Bluechip ......... you are quite right, my apologies and thanks for being persistent so as to get this old fart to take notice, ......  : .......... it's annoying that postage for 2 belts is more than the cost of the items though  ??? ......... but wth ........ at least we now have a local source 

Cheers mate 

CC


----------



## Bogstandard (Jul 5, 2008)

A bit far away from the post but this is my liitle escapade with ordering from the US a couple of weeks ago.

I wanted a flashy new screen for my two wheels.

Cost of screen - $147
Cost of getting it to me - $243
Then I will get hit for something like $25 for VAT

The reason for the high transport cost is that the US postal service can't ship packages over a certain size. So it has to come by courier.
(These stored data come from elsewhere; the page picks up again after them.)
PR #1370, opened 2022-05-11
[meshcop] append last 2 bytes of ext addr to service instance name

superwhd:
This PR appends last 2 bytes of extended address to the MeshCoP service instance name. This is used for reducing service instance name conflicts when there are two BRs of the same model connected to the same wifi.

An example of the new service instance name is `OpenThread BorderRouter #B76D`.

### DIFF
--- a/src/border_agent/border_agent.cpp
+++ b/src/border_agent/border_agent.cpp
@@ -44,6 +44,7 @@
 #include <string.h>
 #include <unistd.h>
 
+#include <iomanip>
 #include <random>
 #include <sstream>
 
@@ -107,7 +108,6 @@ BorderAgent::BorderAgent(otbr::Ncp::ControllerOpenThread &aNcp)
 #if OTBR_ENABLE_TREL
     , mTrelDnssd(aNcp, *mPublisher)
 #endif
-    , mServiceInstanceName(kBorderAgentServiceInstanceName)
 {
 }
 
@@ -125,6 +125,8 @@ void BorderAgent::Init(void)
         });
     });
 #endif
+
+    mServiceInstanceName = BaseServiceInstanceName();
 
     Start();
 }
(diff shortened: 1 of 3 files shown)


src/border_agent/border_agent.cpp
```diff
@@ -388,6 +389,16 @@ bool BorderAgent::IsThreadStarted(void) const
     return role == OT_DEVICE_ROLE_CHILD || role == OT_DEVICE_ROLE_ROUTER || role == OT_DEVICE_ROLE_LEADER;
 }
 
+std::string BorderAgent::BaseServiceInstanceName() const
+{
+    const otExtAddress *extAddress    = otLinkGetExtendedAddress(mNcp.GetInstance());
+    uint16_t            extAddressNum = *reinterpret_cast<const uint16_t *>(&extAddress->m8[6]);
```
wgtdkp, line 395: Why bother casting it to uint16_t but not just output the two uint8_t bytes? :)

wgtdkp (approved):

src/border_agent/border_agent.cpp
```diff
@@ -388,6 +390,16 @@ bool BorderAgent::IsThreadStarted(void) const
     return role == OT_DEVICE_ROLE_CHILD || role == OT_DEVICE_ROLE_ROUTER || role == OT_DEVICE_ROLE_LEADER;
 }
 
+std::string BorderAgent::BaseServiceInstanceName() const
+{
+    const otExtAddress *extAddress = otLinkGetExtendedAddress(mNcp.GetInstance());
+    std::stringstream   ss;
+
+    ss << kBorderAgentServiceInstanceName << " " << std::uppercase << std::hex << std::setfill('0') << std::setw(2)
```
bukepo, line 398: Is it better to add a separator like '#' between the name and the discriminator? Say `OpenThread #ABCD`.

bukepo (approved):

bukepo (approved):
LGTM:+1:

jwhui (approved):

PR #1373, opened 2022-05-13
[openthread] fix build for Thread 1.1

leojrfs:
This commit fixes the build for Thread 1.1 (when `OT_THREAD_VERSION=1.1` is passed) by enabling `OPENTHREAD_CONFIG_TMF_PROXY` for Thread 1.2 only.


third_party/openthread/CMakeLists.txt
```diff
@@ -94,6 +94,11 @@ target_compile_definitions(ot-config INTERFACE
     "-DOPENTHREAD_CONFIG_MAX_STATECHANGE_HANDLERS=3"
     "-DOPENTHREAD_CONFIG_MLE_STEERING_DATA_SET_OOB_ENABLE=1"
     "-DOPENTHREAD_CONFIG_TCP_ENABLE=0"
-    "-DOPENTHREAD_CONFIG_TMF_PROXY_DUA_ENABLE=1"
-    "-DOPENTHREAD_CONFIG_TMF_PROXY_MLR_ENABLE=1"
 )
+
+if (OT_THREAD_VERSION STREQUAL "1.2")
```
jwhui, line 99: We recently added support for "1.3" as well (see https://github.com/openthread/openthread/pull/7692). How about something like:
```suggestion
if (NOT OT_THREAD_VERSION STREQUAL "1.1")
```

jwhui (approved):
Thanks! 👍🏼

PR #3091, opened 2025-10-16
[script] Remove systemctl usage inside Docker

db00lean:
While some containers can include the systemctl
package, it is often non-functional or behaves
differently. This commit updates the scripts to
avoid using systemctl inside Docker.

### DIFF
--- a/script/_initrc
+++ b/script/_initrc
@@ -84,7 +84,7 @@ without()
 }
 
 HAVE_SYSTEMCTL=0
-if have systemctl; then
+if have systemctl && without DOCKER; then
     HAVE_SYSTEMCTL=1
 fi
 HAVE_SERVICE=0
--- a/script/_otbr
+++ b/script/_otbr
@@ -50,7 +50,7 @@ readonly REFERENCE_DEVICE
 
 otbr_uninstall()
 {
-    if have systemctl; then
+    if have systemctl && without DOCKER; then
         sudo systemctl stop otbr-web || true
         sudo systemctl stop otbr-agent || true
         sudo systemctl disable otbr-web || true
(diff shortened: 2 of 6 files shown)


jwhui:
@db00lean , thanks for submitting this PR. Out of curiosity, can you provide more detail about how you're using `ot-br-posix` in a Docker environment?

Note that we generally recommend using [`openthread/border-router`](https://github.com/openthread/ot-br-posix/blob/main/etc/docker/border-router/Dockerfile) image, which does not make use of these setup scripts.

bukepo (commented):
My concern for this change is `systemctl` may work in some docker containers. Perhaps we can do some duck test for systemctl if the current environment is DOCKER and disable using it if it fails the duck test.

script/_initrc
```diff
@@ -84,7 +84,7 @@ without()
 }
 
 HAVE_SYSTEMCTL=0
-if have systemctl; then
+if have systemctl && without DOCKER; then
```
jwhui, line 87: Rather than repeating `have systemctl && without DOCKER` across all the individual script files, let's centralize the check here.

For example, define a helper function or rely on `HAVE_SYSTEMCTL`:
```
have_systemctl()
{
    have systemctl && without DOCKER
}
```
(or `if have systemctl && without DOCKER; then HAVE_SYSTEMCTL=1; fi` and use `[[ ${HAVE_SYSTEMCTL} == 1 ]]`).

Also, consider whether checking `[[ -d /run/systemd/system ]]` (or checking whether PID 1 is systemd) is preferable so that container environments without `DOCKER=1` exported are also handled automatically.

script/_otbr
jwhui, line 167: In a Docker environment, this warning is misleading because systemctl may exist and container services are typically managed differently. Can we either guard the warning with if without DOCKER; then or update the message?

jwhui:
@db00lean , can you rebase on the latest main branch and resolve conflicts?

PR #3109, opened 2025-11-03
[config] enable `OT_MESSAGE_USE_HEAP`

abtink:
This allows for message buffers to be allocated from the heap instead of using the pre-allocated message pool. This is the recommended configuration for more capable platforms that are not resource-limited.

Fixes https://github.com/openthread/openthread/issues/12088

### DIFF
--- a/third_party/openthread/CMakeLists.txt
+++ b/third_party/openthread/CMakeLists.txt
@@ -59,6 +59,7 @@ set(OT_LINK_METRICS_MANAGER ${OTBR_LINK_METRICS_TELEMETRY} CACHE STRING "enable 
 set(OT_LOG_LEVEL_DYNAMIC ON CACHE STRING "enable dynamic log level control" FORCE)
 set(OT_MAC_FILTER ON CACHE STRING "enable MAC filter" FORCE)
 set(OT_MESH_DIAG ON CACHE STRING "enable Mesh Diagnostics" FORCE)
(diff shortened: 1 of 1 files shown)


third_party/openthread/CMakeLists.txt
```diff
@@ -59,6 +59,7 @@ set(OT_LINK_METRICS_MANAGER ${OTBR_LINK_METRICS_TELEMETRY} CACHE STRING "enable
 set(OT_LOG_LEVEL_DYNAMIC ON CACHE STRING "enable dynamic log level control" FORCE)
 set(OT_MAC_FILTER ON CACHE STRING "enable MAC filter" FORCE)
 set(OT_MESH_DIAG ON CACHE STRING "enable Mesh Diagnostics" FORCE)
+set(OT_MESSAGE_USE_HEAP ON CACHE STRING "use heap for message buffers" FORCE)
```
jwhui, line 62: Should we enable this by default in the core OT repo under `src/posix`?

abtink: I actually considered that first. Was initially think to add it to `openthread-core-posix-config.h`. But then all configs in this header can possibly be overwritten by the corresponding CMake option.

Adding it here in the `ot-br-posix` repo, where we integrate `openthread` itself and set all other `OT` configs, felt like a better and safer approach.

PR #3117, opened 2025-11-07
[border-agent] add MeshCop `vmail` TXT record to indicate multi-AIL indication

yangsong-cnyn:
This PR introduces a `vmail` (vendor multi-AIL) TXT record to the MeshCoP service advertisement. This boolean record indicates if the BR has detected a multi-AIL condition.

This commit also refactors vendor TXT entry management to persist non-standard vendor specific txt entries during updates.

### DIFF
--- a/src/host/rcp_host.cpp
+++ b/src/host/rcp_host.cpp
@@ -339,6 +339,10 @@ void RcpHost::Deinit(void)
 {
     assert(mInstance != nullptr);
 
+#if OTBR_ENABLE_MULTI_AIL
+    otBorderRoutingSetMultiAilCallback(mInstance, nullptr, nullptr);
+#endif
+
     otSysDeinit();
     mInstance = nullptr;
 
--- a/src/agent/application.cpp
+++ b/src/agent/application.cpp
@@ -297,6 +297,14 @@ void Application::InitRcpMode(const std::string &aRestListenAddress, int aRestLi
     mHost.AddEphemeralKeyStateChangedCallback([this](otBorderAgentEphemeralKeyState aEpskcState, uint16_t aPort) {
         mBorderAgent.HandleEpskcStateChanged(aEpskcState, aPort);
     });
+#if OTBR_ENABLE_MULTI_AIL
+    otBorderRoutingSetMultiAilCallback(
+        rcpHost.GetInstance(),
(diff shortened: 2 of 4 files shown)


src/host/rcp_host.cpp
```diff
@@ -339,6 +339,10 @@ void RcpHost::Deinit(void)
 {
     assert(mInstance != nullptr);
 
+#if OTBR_ENABLE_MULTI_AIL
+    otBorderRoutingSetMultiAilCallback(mInstance, nullptr, nullptr);
+#endif
```
abtink, line 344: This works, but instead of adding it to `ot-br-posix`, how about adding it to the OT core? We can add it to `BorderAgent::TxtData`. The OT core already helps prepare a good portion of `TXT Data`. This way, it is more common.

Also we dont end up usig the single `MultiAilCallback` for BA TXT data prepreation and have it be available for other use-cases.

yangsong-cnyn: @librasungirl do you think we should add `vmail` entry to OT core at the moment? If adding to OT core, how about removing the vendor tag and using `mail` txt.

bukepo: I think the `vmail` is vendor specific, which should be treated meaningful only when the `vo` equals to some particular value. Is it proper to be included in this project? @abtink

abtink: I dont see any issue (as long as it is optional and it is tied to proper build flags).

bukepo: The `v` prefix in theory is only meaningful to a specific vendor. It may conflict with the current or future vendor specific usage. If we'd put it into core or this project, I'd suggest we use a different prefix, for example `_`(We'd raise a discussion in Thread Group to make this an indication for experimental entries). Thoughts?

abtink: Sounds good.

librasungirl: good suggestions with `_` prefix and adding it to OT core. @yangsong-cnyn

yangsong-cnyn: As we all agree to use `_` prefix instead of vendor-specific `v`. Will close this PR and add `_mail` to meshcop txt in OT core

PR #3122, opened 2025-11-10
[script] refactor DHCPv6 PD client setting to support different client configurations

suveshpratapa:
- Replaces `DHCPV6_PD_REF` with `OTBR_DHCP6_PD_CLIENT`:
   - "openthread": Use OpenThread's native DHCPv6 PD client
   - "dhcpcd": Use external dhcpcd implementation
   - "none": Disable DHCPv6 PD client (default, matches previous behavior for CI and tests)

- Rename `script/_dhcpv6_pd_ref` to `script/_dhcpcd` for clarity


examples/platforms/raspbian/default
```diff
@@ -28,6 +28,5 @@
 #
 
 # shellcheck disable=SC2034
-DHCPV6_PD_REF=0
```
abtink, line 31: Overall this change looks good, but I have some questions about the previous config:

Is this config a public-facing configuration? Is it possible that some projects may already be using this, and this change (removing `DHCPV6_PD_REF`) could now break their build configuration?

If that is possible, I would suggest either keeping it or, if we want to remove it, consider adding a way to detect if `DHCPV6_PD_REF` is being used. We could then add a `warning` or `error` with a message indicating that this is now removed and the project should switch to the new approach of using `OTBR_DHCP6_PD_CLIENT`.

Thoughts?

suveshpratapa: @abtink

Yes, it was a primary flag for OTBR bootstrap and setup. We have had to set this flag for OTBR devices requiring PD client functionality in certification tests. The name `DHCPV6_PD_REF` consequently became a bit misleading since it wasn't just for reference devices, but more like it was a reference PD client implementation that used `dhcpcd` and `radvd`. Now we have a native implementation that can replace it, so I wanted the configuration option to be coherent.

I have added a backward compatibility / migration warning to the user if we detect the `DHCPV6_PD_REF` flag from now on.

For reference, I was using some previous examples of similar settings being removed (for example https://github.com/openthread/ot-br-posix/pull/2842 and https://github.com/openthread/ot-br-posix/pull/2978) where no such warnings were included.  Though now I see they are a bit different since they are completely removing those flags rather than replacing them.

abtink: Thanks.

PR #3132, opened 2025-11-17
[border-agent] apply id from application when using OT mdns

librasungirl:


src/dbus/server/dbus_thread_object_rcp.cpp
```diff
@@ -1338,6 +1338,26 @@ void DBusThreadObjectRcp::UpdateMeshCopTxtHandler(DBusRequest &aRequest)
     {
         VerifyOrExit(!update.count(reservedKey), error = OT_ERROR_INVALID_ARGS);
     }
+
+#if !OTBR_ENABLE_BORDER_AGENT_MESHCOP_SERVICE
```
abtink: How about if we set the ID regardless? 

There should be harm in having the ID set on OT BA module (even if its TXT data is not used) This way we know the same consistent ID is used.

abtink: We actually have `OPENTHREAD_CONFIG_BORDER_AGENT_ID_ENABLE` (which is enabled by default) and controls whether `otBorderAgentSetId/GetId()` is provided in OT core `BorderAgent` module. So maybe we can check the same config here.

librasungirl: Good suggestion! Update in new patch.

It just depends on how much you want the item.

John


----------



## Bluechip (Jul 5, 2008)

Hi Crewcab

No problems, when I'm perfect I'll feel entitled to pass judgement on others. Till then I'll keep my trap shut.
I've made plenty of errors in my time, still making them! 

I used to use HPC before I retired from work, they always seemed to come up with the goods. I have a copy of their 2003 catalogue, they are listed in that, I thought maybe you had contacted them and they no longer stocked those items.

Hard copy is easier to navigate than many websites I feel.

Another old fart ... 

Regards

Dave.    Bluechip ...


----------



## Brass_Machine (Jul 5, 2008)

Dunno if you guys missed this... but I offered to ship to the UK for you to save over the vendor's ship price. If you can find a comparable belt from McMaster Carr I can pick it up locally.

If I can help, let me know

Eric


----------



## CrewCab (Jul 6, 2008)

Thanks Eric .......... you have mail ;D

CC


----------



## littlechuffer (Jul 10, 2008)

hi people
just a thought chronos engineering suplies stock a good range of replacement
drive belts
reasonable too, might be worth a look, uk company, just google the name
regards to all
mick.


----------